Atualmente, a participação da estatal representa 33,6% do preço final da gasolina, produto que tem maior incidência de impostos. No diesel, a empresa fica com 52,4% e no botijão de gás, com 48,2%.
Embora o presidente Jair Bolsonaro tente culpar governadores e outros elos da cadeia de distribuição pela escalada dos preços, a comparação entre os preços atuais e aqueles vigentes na última semana antes de seu mandato iniciar mostram que a maior pressão veio mesmo da parcela dos combustíveis.
No caso da gasolina, as maiores pressões foram exercidas pela própria gasolina (pura) e pelo etanol anidro, que é misturado ao produto final, que hoje pesam bem mais no preço final do que antes do início do governo. Impostos estaduais e margens perderam participação no período.
O quadro é semelhante quando se analisa os números do diesel, também pressionado pelo biodiesel, e do gás de cozinha. Em ambos os casos, a Petrobras passou a representar uma parcela maior na composição dos preços finais e as margens caíram. A parcela do ICMS ficou praticamente estável nos dois casos.

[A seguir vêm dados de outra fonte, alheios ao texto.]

PR #2672, opened 2026-09-04
Optimize tile fire spread weight picking

vgscrape:
## About
Tile fire neighbor spread was allocating a new `Dictionary<EntityCoordinates, float>` on every `SpreadNeighbors` event.

This keeps a cleared scratch `List<(EntityCoordinates, float)>` on the system and does a weighted pick/remove against that list instead. Scoring and spread behavior are unchanged.

## Test Plan
- [x] Start a tile fire and confirm it still spreads across flammable tiles
- [x] Hot tiles / oxygen gates still affect where it prefers to go
- [x] No obvious perf regression with a large fire

### DIFF
--- a/Content.Server/_ES/TileFires/ESTileFireSystem.cs
+++ b/Content.Server/_ES/TileFires/ESTileFireSystem.cs
@@ -29,9 +29,9 @@ public sealed partial class ESTileFireSystem : ESSharedTileFireSystem
     private static readonly EntProtoId Stage1Fire = "ESTileFire";
 
     /// <summary>
-    /// Scratch buffer for weighted neighbor picks. Cleared each spread so we do not alloc a Dictionary per event.
+    /// Scratch weights buffer. Cleared each spread to avoid allocating a new Dictionary per event.
     /// </summary>
-    private readonly List<(EntityCoordinates Coords, float Weight)> _spreadWeights = new();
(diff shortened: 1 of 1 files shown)


Content.Server/_ES/TileFires/ESTileFireSystem.cs
```diff
@@ -130,18 +135,18 @@ private void OnSpreadNeighbors(Entity<ESTileFireComponent> ent, ref SpreadNeighb
...
         }
 
         while (args.Updates > 0)
         {
-            if (flammable.FireStacks < ent.Comp.MinFirestacksToSpread || weights.Count == 0)
+            if (flammable.FireStacks < ent.Comp.MinFirestacksToSpread || _spreadWeights.Count == 0)
                 return;
 
-            var coords = _random.PickAndTake(weights);
+            var coords = PickAndTakeWeight(_spreadWeights);
```
EmoGarbage404: this function isn't real

vgscrape: Yep - switched it to the real `IRobustRandom.PickAndTake(Dictionary<...>)` helper and just reuse a cleared `_spreadWeights` dict on the system so we still avoid the per-spread alloc.

EmoGarbage404:
Don't send me AI code

PR #2675, opened 2026-09-05
many map2 walls and windows

Flareguy:
## About the PR
adds a lot of stuff for hypersleep barracks + orange walls and window backings because why not

## Media
Content Client_LP2vSkiqzH

**Changelog**
N/A


Sadie-silly:
its hype hype hype !!

Resources/Prototypes/_ES/Entities/Structures/Walls/hypersleep.yml
```diff
@@ -0,0 +1,15 @@
+- type: entity
+  parent: ESWallArmory
```
EmoGarbage404: can we do some more sane parenting for these ? Like at the very least I would prefer if these walls weren't in some strange incestuous parenting system where their indestructible nature was nonobvious

Resources/Prototypes/_ES/Entities/Structures/Windows/hypersleep.yml
```diff
@@ -0,0 +1,16 @@
+# Hypersleep
+- type: entity
+  parent: ESWindowArmory
+  id: ESWindowHypersleep
+  name: hypersleep window
```
EmoGarbage404: should be "sterile hardened window" I would think to match the walls

Resources/Prototypes/_ES/Entities/Structures/Windows/hypersleep.yml
```diff
@@ -0,0 +1,16 @@
+# Hypersleep
+- type: entity
+  parent: ESWindowArmory
```
EmoGarbage404: same not on the parenting: i thought we had better window parenting anyways

Resources/Prototypes/_ES/Entities/Structures/Windows/hypersleep.yml
```diff
@@ -0,0 +1,16 @@
...
+  id: ESWindowHypersleep
+  name: hypersleep window
+  description: Lets you stare into the outside world, outside of your bubble of cryo-safety.
```
EmoGarbage404: we should be consistent about calling it hypersleep imo esp. since cryopods and cryogas and cryohusks are very distinct things

EmoGarbage404 (changes requested):

Flareguy:
added many many many more tiles and stuff from what ive done recently

PR #2688, opened 2026-09-07
Shoves Prototype

EmoGarbage404:
## About the PR

basic bitch impl of shoves. replaces disarms and throws the person back a tile and potentially knocks them if they hit a table. also applies a short amount of slowdown and gun inaccuracy. doesnt properly cleanup dead disarm code

moves wideswing to contextually right click. shoves are now on entity left click.

meant to be a nonlethal disengagement option + potential combo tool.

## Media

N/A

**Changelog**

:cl:
- add: Left-clicking on things when in combat mode now shoves them, knocking them back a small distance, staggering them, and disrupting their aim.
- tweak: Wideswing and normal attack are now both on right click, and depend on context.


Coolsurf6:
I am curious how this works with prediction. Been waiting for an implementation of this for ages since 13, would shoving into walls or really any solid object be able to count rather than just tables?

PR #68, opened 2025-04-09
Running Single Cells Simulations using SONATA circuit 

darshanmandge:
Description:
- To provide the ability to run single-cell simulations using a SONATA circuit via bluecellulab in obi-one 
- Adding an example to generate sonata circuit files for these simulations.


james-isbister:
Hi @darshanmandge 

Could you remind us what needed to be done to wrap this up? I remember there were just a few small things

Perhaps @chr-pok can look at doing this if you're busy today?

darshanmandge:
There are a few things that need to be updated: the h5 file structure and the ability to create an h5 file automatically using a script. I wanted to discuss this with you yesterday evening. Let's discuss it today, along with other single-cell/pair-neuron issues.

PR #81, opened 2025-04-11
Initial morphology_metrics form and example. Code adapted from neuroagent code written by Nicolas Frank, Boris Bergsma, Jan Krepl

james-isbister:
See:
- examples/morphology_metrics_example.ipynb
- https://github.com/openbraininstitute/obi-one/blob/neurom_prototype/obi/modeling/morphology_metrics/morphology_metrics.py


jdcourcol:
@james-isbister I think the next step is to use entity core instead as we have support for morphologies + authentication + accounting

PR #86, opened 2025-04-14
1) Docker + CI, 2) Multiservice launch script, 3) Various fixes 4) Entity SDK integration + example begun, 5) Morphology metrics example begun, 6) multiple_value_parameters and coordinate_parameters fixes

james-isbister:


chr-pok (changes requested):
Installation and launch works nicely! Just noticed in the readme that the URL for viewing the endpoints should be `http://127.0.0.1:8100/docs`.

Also, I suppose the entitycore example is not ready yet, as I got an `EntitySDKError: Request error: [Errno 61] Connection refused`.

The morphology and BlutETL examples did run without error. Other than that, I haven't tested too much.

james-isbister:
Yes, still fixing some small things with the entitysdk example.

I've changed the url in the README.

chr-pok (approved):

Isso não quer dizer que não houve aumento no valor pago de ICMS em cada litro. O imposto é calculado sobre um percentual do preço final de bomba e, portanto, acompanha as variações desse preço. A cada 15 dias, os estados definem um valor de referência, com base em pesquisas nos postos, para cobrar o imposto.

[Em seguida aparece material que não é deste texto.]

PR #89, opened 2025-04-15
Make connectivity optional

GianlucaFicarelli:
connectivity is not installed in the Docker image, but it's added only to the local installation (make install).

Reason: the connectivity packages depend on pyflagsercount and bigrandomgraphs, that don't adhere to modern standards and cannot be installed cleanly.
Moreover, pyflagser doesn't provide a source dist on pypi (see https://pypi.org/project/pyflagser/#files), so it cannot be installed in docker on Mac, unless enforcing platform=linux/amd64, but this would cause the process in the container to run using qemu.

### DIFF
--- a/Dockerfile
+++ b/Dockerfile
@@ -18,6 +18,9 @@ apt-get install -qyy \
     build-essential \
     ca-certificates \
     cmake \
+    libboost1.81-all-dev \
+    libhdf5-dev \
+    libopenmpi-dev \
     zlib1g-dev \
     git
 EOT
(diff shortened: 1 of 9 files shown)


GianlucaFicarelli:
Note that the exclusion from the Docker image is temporary, because the service would return an error if the connectivity functionalities are called.

To properly handle this, we should:
- completely exclude the connectivity endpoints from the API, when the packages aren't installed
- or install all the required dependencies

But this can be postponed after the first deployment.

danielaegassan:
This is great thanks.  Maybe it helps us figure out optional dependencies for us as well indeed.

O modelo de cobrança é criticado pelo governo e pelo próprio mercado de combustíveis, por retroalimentar a alta nos postos: quando o preço de bomba sobe, o governo estadual aumenta o valor de referência, gerando outro reajuste no preço de bomba.

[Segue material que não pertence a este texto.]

PR #99, opened 2025-04-16
Use authentication with GitHub IDP for the AWS role which can publish a new container image in AWS ECR

DriesVerachtert:


DriesVerachtert:
@GianlucaFicarelli this one uses now github idp authentication so we don't need a secret anymore. Would it be ok to merge this?

I tested once with some different 'on: anything' rule to make sure it could push an image, but deleted that image in the repository afterwards.

GianlucaFicarelli (approved):

PR #106, opened 2025-04-16
Merge dev to main

james-isbister:


james-isbister:
Something strange happened with the commit history, which made the merge tricky. Dev and main had diverged but had copies of the same commit following their divergence.

I think everything is now resolved. I've spoke with @chr-pok and we can delete the dev branch as suggested once this PR is merged

GianlucaFicarelli (approved):

PR #114, opened 2025-04-25
Implementation of a NeuronSet (block) prototype

chr-pok:
- Abstract `NeuronSet` base class representing sets of neurons (i.e., neuron IDs) of a circuit that can be used by other blocks that require a neuron set as an input
- Specific implementations (sub-classes): `PredefinedNeuronSet` (wrapper for existing node sets), `CombinedNeuronSet` (combination of node set), `IDNeuronSet` (based on neuron IDs), `PropertyNeuronSet` (based on neuron properties)
- Example notebooks for how to use neurons sets and how to generate simulation campaigns based on them
- Important: In general, the validity of neuron set definitions is not checked during initialization, but when resolved within a specific circuit's node population (see examples)

Related issue: https://github.com/openbraininstitute/prod-circuit-simulation/issues/25


obi_one/modeling/circuit/neuron_sets.py
```diff
@@ -1,10 +1,235 @@
...
+            json.dump(node_sets, f)
+
+        return output_file
+
+
+class ExistingNeuronSet(NeuronSet):
+    """
+    Neuron set wrapper of an existing (named) node sets.
+    """
+    node_set: Annotated[str, Field(min_length=1)] | Annotated[list[Annotated[str, Field(min_length=1)]], Field(min_length=1)]
```
james-isbister, line 160: I'm a bit confused by this notation for defining the node_set parameter (and other paramaters in other classes in this file). Especially by the lists part. Gianluca told me that this annotation style is indeed preferred though for pydantic. Could you explain it to me here?

obi_one/modeling/simulation/simulations.py
```diff
@@ -77,11 +115,33 @@ def generate(self):
...
 
+        # Write SONATA node sets file (.json)
         os.makedirs(self.coordinate_output_root, exist_ok=True)
-        simulation_config_path = os.path.join(self.coordinate_output_root, f"simulation_config.json")
-        with open(simulation_config_path, 'w') as f:
+        c = self.initialize.circuit.sonata_circuit
+        for _name, _nset in self.neuron_sets.items():
+            # Resolve node set based on current coordinate circuit's default node population
+            # FIXME: Better handling of (default) node population in case there is more than one
+            nset_name, nset_expression = self._resolve_neuron_set(_nset, self.initialize.circuit, self.initialize.circuit.default_population_name)
```
james-isbister, line 128: Maybe nset_dictionary would be more explicit than nset_expression? I had to look into the code to understand what it was

obi_one/modeling/simulation/simulations.py
```diff
@@ -77,11 +115,33 @@ def generate(self):
...
-            self._sonata_config['reports'][recording_key] = recording.generate_config()
+            self._sonata_config["reports"][recording_key] = recording.generate_config()        
 
+        # Write SONATA node sets file (.json)
         os.makedirs(self.coordinate_output_root, exist_ok=True)
-        simulation_config_path = os.path.join(self.coordinate_output_root, f"simulation_config.json")
-        with open(simulation_config_path, 'w') as f:
+        c = self.initialize.circuit.sonata_circuit
+        for _name, _nset in self.neuron_sets.items():
+            # Resolve node set based on current coordinate circuit's default node population
```
james-isbister, line 126: Maybe for now we can assert that there is only one population? Just so we don't forget about this

obi_one/modeling/simulation/simulations.py
james-isbister, line 128: Maybe there is a more explicit name than resolve_neuron_set, like resolve_neuron_set_dictionary_if_new

obi_one/modeling/circuit/neuron_sets.py
```diff
@@ -1,10 +1,235 @@
...
+        else:  # File existing but no option chosen
+            assert False, f"Output file '{output_file}' already exists! Delete file or choose to append or overwrite."
+                
+        with open(output_file, "w") as f:
+            json.dump(node_sets, f)
+
+        return output_file
+
+
+class ExistingNeuronSet(NeuronSet):
```
james-isbister, line 156: "Existing" could possibly leave the user wondering whether this includes the NeuronSets they've already defined with Blocks already in the Simulation perhaps. Maybe PredefinedNeuronSet could be used.

james-isbister (commented):
Looks great! Just some tiny suggestions on possible names for a few classes, variables and functions

obi_one/modeling/circuit/neuron_sets.py
chr-pok: With this `Annotated[XXX, Field(min_length=1)]` notation you can enforce that a variable of a certain type XXX must have at least one element (because of `min_length=1`). This works for example for `str`, `list`, and `tuple` types, and you can also use it in a nested way as it is used here.
So this line means that `node_set` must be either a non-empty string or a non-empty list of non-empty strings. The validation will fail if you pass an empty string, and empty list, or a list of strings with (at least) one which is empty.

obi_one/modeling/simulation/simulations.py
chr-pok: Done

chr-pok: Renamed it to `_resolve_neuron_set_dictionary`. Will resolve now into a new name in any case for consistency (as discussed).

chr-pok:
Addressed all the suggestions. Last thing missing is allowing a `str` for existing node sets as discussed.

chr-pok:
@james-isbister We could also merge right now and create a new ticket for addressing the proper handing of existing node sets using strings separately.

james-isbister (approved):

james-isbister:
Looks good! I'll make the merge. If you could make the ticket you mentioned, that would be great!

Mas, ainda assim, esse movimento só ocorre após aumentos nas refinarias, que vêm seguindo em 2021 a recuperação das cotações internacionais.
“Tudo, absolutamente tudo, é em função dos preços internacionais das commodities”, diz o consultor Dietmar Schupp. “A gasolina e o diesel; o etanol em função dos preços da gasolina e do açúcar; e o biodiesel em função do preço do diesel e da soja.”
“Vivemos um cenário de aquecimento e retomada da economia asiática, seguida pelos Estados Unidos”, diz o presidente do Sindigás (Sindicato das Distribuidoras de Gás Liquefeito de Petróleo), Sérgio Bandeira de Mello. “Vale para soja, milho, petróleo, propano [o gás de cozinha], que a China usa em sua indústria petroquímica.”
A cotação do petróleo, porém, já esteve bem mais alta do que a atual. Em 2018, chegou a bater os US$ 150 por barril, mais do que o dobro das cotações atuais, em torno dos US$ 70. Mas no fim daquele ano o litro de gasolina girava em torno de R$ 5, em valores corrigidos pela inflação.
Parte dessa diferença de quase R$ 1 em relação ao preço atual é explicada pela desvalorização do real. Foi a moeda que mais se desvalorizou frente ao dólar após o início da pandemia, como resposta à queda na taxa de juros e ao aumento da percepção de risco por parte dos investidores.
Diante dos efeitos da escalada inflacionária sobre sua popularidade, Bolsonaro demitiu o presidente da Petrobras, zerou os impostos federais sobre o gás de cozinha e suspendeu por dois meses os mesmos impostos sobre o diesel.
Em outro movimento nesse sentido, editou medida provisória liberando a venda direta de etanol entre usinas e postos e autorizou postos a venderem combustíveis de outras marcas, alegando que a competição pode forçar os preços para baixo.
Nenhuma das medidas, porém, surtiu efeito: o novo presidente da estatal prometeu respeito à política de preços e o desconto da carga tributária acabou sendo engolido pela alta de outros componentes do preço. Para o mercado, a liberação de restrições à venda de etanol e gasolina também terá efeito limitado.
E, embora os preços das commodities tenham cedido um pouco em agosto, a expectativa do mercado é que o petróleo volte a subir, operando em um patamar entre US$ 70 e US$ 80 por barril. O banco UBS, por exemplo, vê um “aperto estrutural” com a retomada do consumo sem aumento da produção e mira US$ 75.